Since modern techniques and technologies to accelerate or otherwise improve decisions or processes along the value chain are now widely available, it is important to carefully evaluate how advanced analytics can be used within your company in order to keep pace with the competition.

Generally, most companies see advanced and predictive analytics as one of the more important BI trends since 2017. However, there are a few differences in viewpoint across various user and company types.

Best-in-class companies and organizations in North and South America lead the way when it comes to predictive and advanced analytics.

On the other hand, the trend is much less important in telecommunications companies and the German-speaking region of Central Europe.

What 5 benefits predictive analytics important?

Organizations are turning to predictive analytics to help solve difficult problems and uncover new opportunities. Common uses include:

Detecting fraud:

Combining multiple analytics methods can improve pattern detection and prevent criminal behavior.

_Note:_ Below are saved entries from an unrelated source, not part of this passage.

PR #135, opened 2016-04-12
The script was modified to correcty assign Taskchain ACDC over merge …

prozober:
The script was modified to:
- Take into account the case where the request type is a resubmission, and we are dealing with a merge task.
- Assign TrustSitelists and TrustPUSitelists values.

### DIFF
--- a/assignProdTaskChain.py
+++ b/assignProdTaskChain.py
@@ -123,13 +123,8 @@ def assignRequest(url, workflow, team, site, era, procstr, procver, activity, lf
               "checkbox" + workflow: "checked"}
     # add xrootd (trustSiteList)
     if trust_site:
-        params['useSiteListAsLocation'] = True
-        
-    # if era is None, leave it out of the json
-    if era is not None:
-        params["AcquisitionEra"] = era
-    if procstr is not None:
-        params["ProcessingString"] = procstr
+        params['TrustSitelists'] = True
+        params['TrustPUSitelists'] = True
 
     # if era is None, leave it out of the json
     if era is not None:
@@ -146,6 +141,8 @@ def assignRequest(url, workflow, team, site, era, procstr, procver, activity, lf
     if verbose:
         pprint(params)
 
+    #sys.exit(1)
+
     # TODO try reqMgr standard
     res = reqMgr.requestManagerPost(url, "/reqmgr/assign/handleAssignmentPage", params, nested=True)
     print 'Assigned workflow:', workflow, 'to site:', site, 'and team', team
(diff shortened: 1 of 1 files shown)


assignProdTaskChain.py
```diff
@@ -146,6 +141,8 @@ def assignRequest(url, workflow, team, site, era, procstr, procver, activity, lf
     if verbose:
         pprint(params)
 
+    #sys.exit(1)
```
amaltaro: you may remove this line :)

assignProdTaskChain.py
```diff
@@ -294,7 +306,24 @@ def main():
...
+
+        elif schema["RequestType"] == "Resubmission":
+            # For resubmission of a merge task inside a taskchain workflow, we cannot provide the acqera and procstring
+            if "Merge" in schema["InitialTaskPath"].split("/")[-1]:
+                acqera = None
+                procstring = None
+            # For another type of task, we need to look for the acqera and procstring information inside the
+            # original workflow
+            else:
+                if any("ProcessingString" in k for k, v in schema.items()):
```
amaltaro: I'd replace it by something like `if "ProcessingString" in schema and "AcquisitionEra" in schema:`

assignProdTaskChain.py
```diff
@@ -294,7 +306,24 @@ def main():
...
+                    procstring = schema["ProcessingString"]
+                elif not procstring:
+                    procstring = findOriginalProcessingString(url, schema["OriginalRequestName"])
+                acqera = schema["AcquisitionEra"]
```
amaltaro: then you move this line to the if just above.

assignProdTaskChain.py
```diff
@@ -154,12 +149,24 @@ def assignRequest(url, workflow, team, site, era, procstr, procver, activity, lf
...
+    conn = httplib.HTTPSConnection(url, cert_file=os.getenv('X509_USER_PROXY'), key_file=os.getenv('X509_USER_PROXY'))
+    urn = "/reqmgr2/data/request/%s" % workflow
+    conn.request("GET", urn, headers=headers)
     r2 = conn.getresponse()
-    request = json.loads(r2.read())
-    return request
+    request = json.loads(r2.read())["result"][0]
+    return request[workflow]
+
+def findOriginalProcessingString(url,workflow):
```
amaltaro: And this method is tricky. You have to return a (or two) dictionary, like:
```
{"AcquisitionEra": {tempSchema['Task1']['TaskName']: tempSchema['Task1']['AcquisitionEra'],
                              tempSchema['Task2']['TaskName']: tempSchema['Task2']['AcquisitionEra'],
                              etc}
 "ProcessingString": {tempSchema['Task1']['TaskName']: tempSchema['Task1']['ProcessingString'],
                              tempSchema['Task2']['TaskName']: tempSchema['Task2']['ProcessingString'],
                              etc}
}
```
and then you modify you return and where you call this function according.

vlimant:
There is something in utils.py (used by Unified) that picks AquisitionEra and ProcessingString up automatically. We can take the chance at using this instead. Where was these info taken from before ? For ACDC and clones, it should be enough to have None for Merges, and nothing specified otherwise, as it's already in the schema of the ACDC.
For assigning plain new taskchain, we would need a way to get this from the schema indeed, or in command line.

amaltaro:
> ACDC and clones, it should be enough to have None for Merges, and nothing specified otherwise, as it's already in the schema of the ACDC.

Unless I misunderstood you, ACDC for TaskChain + Merge task must NOT specify those 2 parameters, None is a different story and will fail assignment.

vlimant:
yes, should not specify it indeed in case of Merge. I was referring to
+                acqera = None
+                procstring = None

amaltaro:
Paola, just to avoid any confusions. NEVER use send AcquisitionEra=None nor ProcessingString=None to reqmgr during assignment. It should either (for resubmission):
a) key/value not be present (for the merge case we fixed yesterday)
b) key/value be present with correct values (for production/processing cases)

vlimant:
Have tested/used this for assigning properly ACDCs ?

PR #136, opened 2016-04-13
add merged scripts

areinsvo:
Added new script, assign.py, which merges the functionality of assignWorkflow.py and assignProdTaskChain.py.

### DIFF
--- a/condor_overview2.py
+++ b/condor_overview2.py
@@ -19,7 +19,7 @@ except ImportError:
     print "source /data/srv/wmagent/current/apps/wmagent/etc/profile.d/init.sh"
     sys.exit(1)
 
-global_pool = 'vocms099.cern.ch'
+global_pool = 'cmsgwms-collector-global.cern.ch'
 
 # production schedd's
 schedds = ["vocms0304.cern.ch",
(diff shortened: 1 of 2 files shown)


condor_overview2.py
```diff
@@ -0,0 +1,365 @@
...
+import optparse
+from random import choice
+try:
+    import htcondor
+except ImportError:
+    print "You do not have a proper environment, please source the following:"
+    print "source /data/srv/wmagent/current/apps/wmagent/etc/profile.d/init.sh"
+    sys.exit(1)
+
+global_pool = 'vocms099.cern.ch'
```
prozober: We need to change this line because the HTCondor collector is going to be migrated (https://hypernews.cern.ch/HyperNews/CMS/get/comp-ops/2929.html). It is better if we do some tests.

areinsvo: I changed the line Paola mentioned above, so that global_pool points to the landb alias 'cmsgwms-collector-global.cern.ch' for monitoring systems. I've tested it and it works as expected.

vlimant:
Could you please go as far as using the siteInfo class in utils.py to get the list of sites in a more dynamic way ?
Can you please report below what are the tests that you have performed for this assign.

vlimant:
please make --lfn mandatory.
we'll find a way to fetch the value from a relevant place in due time : i.e after merging this

PR #137, opened 2016-04-14
Scripts merging

prozober:
The rejectWorkflows.py, rejectAndAbort.py and abortAndClone.py script were merged into the reject.py, it rejects/aborts, and clones workflows in a set of predefined status.


reject.py
```diff
@@ -0,0 +1,89 @@
...
+            group = 'DATAOPS'
+        else:
+            parser.error("Provide the workflow of a file of workflows")
+            sys.exit(1)
+        # name of workflow
+        wfs = [args[0]]
+
+    for wf in wfs:
+        workflow = reqMgrClient.Workflow(wf)
+        if workflow.status in {'assigned' , 'assignment-approved','completed','closed-out'}:
```
vlimant: please use the reqMgrClient.invalidateWorkflow and update your branch

PR #139, opened 2016-05-11
Merging scripts

prozober:
Merging the rejecting scripts(rejectWorkflows.py,abortWorkflows.py,rejectAndClone.py and abortAndClone.p) and the resubmiting ones (resubmit.py and extendWorflow.py)


vlimant:
the rejection does not take care of rejecting the corresponding ACDC if existing. rejector.py does, so let's keep this in mind when we go about having only one share "reject"

PR #142, opened 2016-05-25
Several changes: Avoid the assignment of a task chain wf with a wrong…

prozober:
Several changes were made:

- Avoid the assignment of a task chain workflow with a wrong processing version.

- Set the default values for the resubmit script.

- And improve the reject merging script, now we can set the option to invalidate or not the dataset

### DIFF
--- a/assignProdTaskChain.py
+++ b/assignProdTaskChain.py
@@ -1,7 +1,7 @@
 #!/usr/bin/env python
 """
  +    __author__ = "Paola Rozo"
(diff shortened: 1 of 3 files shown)


vlimant:
looks like this needs to be rebase to the master to avoid conflicts.
https://github.com/CMSCompOps/WmAgentScripts/pull/136 will have to be updated accordingly

prozober:
The rebase is done.

PR #145, opened 2016-05-30
Using the function assignWorkflow of the reqMgrClient to assign task-…

prozober:
Using the function assignWorkflow of the reqMgrClient to assign task-chain workflows.


vlimant:
Paola, do you confirm you have tested and succeeded in assigning wf with this version and version only ?

prozober:
I confirm I've made all the necessary tests to say the script works in every case.

PR #147, opened 2016-06-07
Properly handle reqmgr one response for request creation

amaltaro:
Update required after today's cmsweb upgrade. More details on:
https://hypernews.cern.ch/HyperNews/CMS/get/comp-ops/3024.html

@prozober @areinsvo Matteo (I dont know the user), please test and review


vlimant:
what if the creation failed ? there should be an if ... return None to catch this in a backward compatible way

amaltaro:
Darn it. My local repo was a bit messed up, which is worse now. I'm starting from scratch.

PR #149, opened 2016-06-07
Add option to change memory in reject.py and resubmit.py

areinsvo:
Modified reject.py and resubmit.py to add --memory option to change the memory of the workflow. Tested resubmit.py using backfill jobs to make sure workflow memory is assigned as expected both with and without the option. MaxRSS will be set at assignment to Memory*1024 by the request manager client.


vlimant:
have you checked that cloneWorkflow is not called anywhere with bwl ?

vlimant:
These changes were just washed away with https://github.com/CMSCompOps/WmAgentScripts/pull/151/commits/53540de2b9bcc94aab156df0318a3e30b516602d @areinsvo please make the PR again to re-include these cahnges.

PR #154, opened 2016-06-16
More fixes to assign.py, redo memory option in reject.py and resubmit.py

areinsvo:
Several changes to assign.py, including reverting back to the correct way to determine if we are dealing with a merge task when setting era and proc string. Other changes include setting sites using siteInfo class if --site "t1" or "t2" is given, and allowing the user to pass a comma-separated list of sites.

Added option to set max memory in reject.py and resubmit.py. These should be identical to the changes originally submitted in https://github.com/CMSCompOps/WmAgentScripts/pull/149

### DIFF
--- a/assign.py
+++ b/assign.py
@@ -128,7 +128,6 @@ def assignRequest(url, workflow, team, sites, era, procversion, activity, lfn, p
     if verbose:
         print res
 
-
 def getRequestDict(url, workflow):
     conn = httplib.HTTPSConnection(url, cert_file=os.getenv(
         'X509_USER_PROXY'), key_file=os.getenv('X509_USER_PROXY'))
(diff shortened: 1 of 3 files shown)


vlimant:
@prozober @jenimal can you please double-confirm that this effectively function for several use cases ?

prozober:
I made several tests (with Alan's help) assigning merge and non-merge tasks, and everything works good.

assign.py
```diff
@@ -258,13 +257,15 @@ def main():
...
-        if schema["RequestType"] == "Resubmission" and wf.info["PrepID"].startswith("task") and "Merge" in schema["InitialTaskPath"].split("/")[-2]:
+        if schema["RequestType"] == "Resubmission" and wf.info["PrepID"].startswith("task") and "Merge" in schema["InitialTaskPath"].split("/")[-1]:
             era = None
             procstring = None
 
         # Must use --lfn option, otherwise workflow won't be assigned
         if options.lfn:
             lfn = options.lfn
+        elif "MergedLFNBase" in wf.info:
+            lfn = wf.info['MergedLFNBase']
```
prozober: To avoid any mistake, this value can be found on the original request, am I right? This would be very useful in the ACDC assignment.

jenimal: The best would be to have it read from the origional request and assign 
it the same way, and leave changing it as an option because by default, 
it would needs to be assigned to the same MergedLFNBase as the parent, 
and right now we need to look that up in the parent request each time we 
assign it.

Jen

PR #158, opened 2016-07-04
Memory is set as a float

prozober:
Memory is set as a float in resubmit.py and reject.py


prozober:
Hi @vlimant, have you had the chance to check this?

vlimant:
thanks

PR #163, opened 2016-07-25
The processing string and acquisition era for tasks belonging to Task…

prozober:
The processing string and acquisition era for tasks belonging to TaskChain workflows, are correctly set when we want to create backfills.


vlimant:
looks isolated enough to me

PR #170, opened 2016-08-30
a fix to make things faster and actually get the parent information

vlimant:
up for scrutiny @amaltaro @ticoann @prozober


amaltaro:
The best would be to check whether the original request has `IncludeParents` set to True and then make the proper dbs call with parents.

ticoann:
I think Alan is right, the caller of the listFilesInBlockWithParents has to know whether parent file is needed for processing or not. 

Anyway, updated the WMCore. It will raise DBSReader error if this is called by a block without parents. 
https://github.com/dmwm/WMCore/pull/7129

Thanks,

vlimant:
I am going to merge this in for now for the huge performance gain. It works like this and will refine later on checking on IncludeParents which I think makes sense.

PR #174, opened 2016-09-14
Now we can clone workflows laying on testbed

prozober:
A new option is included, so we can clone workflows laying on testbed.


vlimant:
we discussed further changes to avoid having extra parameters and changes scripts making calls to resubmit. I think that the set of parameters what we should be passing to cloning should be handled differently : for example passing a dictionary along instead of an argument for each. @areinsvo interested in following this up as you touch reject.py recently ?

Issue #175, opened 2016-09-16
Default parameters for assign.py


prozober:
The assign.py script should be able to read the xrood and secondary_xrood parameters from the original workflow. Do you think we need to include something else?
@areinsvo @vlimant

vlimant:
yes, I think we are done here.

PR #178, opened 2016-09-16
Parameters we need to take from the original request.

prozober:
We need to take xrootd and secondary_xrootd from the original request. Also the MergedLFNBase was not being read from the original request but from the request to be assigned, that did not make sense. #175

### DIFF
--- a/assign.py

As cybersecurity becomes a growing concern, high-performance behavioral analytics examines all actions on a network in real time to spot abnormalities that may indicate fraud, zero-day vulnerabilities and advanced persistent threats.

Optimizing marketing campaigns:

Predictive analytics are used to determine customer responses or purchases, as well as promote cross-sell opportunities. Predictive models help businesses attract, retain and grow their most profitable customers.

Improving operations:

Many companies use predictive models to forecast inventory and manage resources. Airlines use predictive analytics to set ticket prices. Hotels try to predict the number of guests for any given night to maximize occupancy and increase revenue. Predictive analytics enables organizations to function more efficiently.

Reducing risk:

Credit scores are used to assess a buyer’s likelihood of default for purchases and are a well-known example of predictive analytics. A credit score is a number generated by a predictive model that incorporates all data relevant to a person’s creditworthiness. Other risk-related uses include insurance claims and collections.

Predictive analytics makes looking into the future more accurate and reliable than previous tools. As such it can help adopters find ways to save and earn money. Retailers often use predictive models to forecast inventory requirements, manage shipping schedules and configure store layouts to maximize sales. Airlines frequently use predictive analytics to set ticket prices reflecting past travel trends. Hotels, restaurants and other hospitality industry players can use the technology to forecast the number of guests on any given night in order to maximize occupancy and revenue.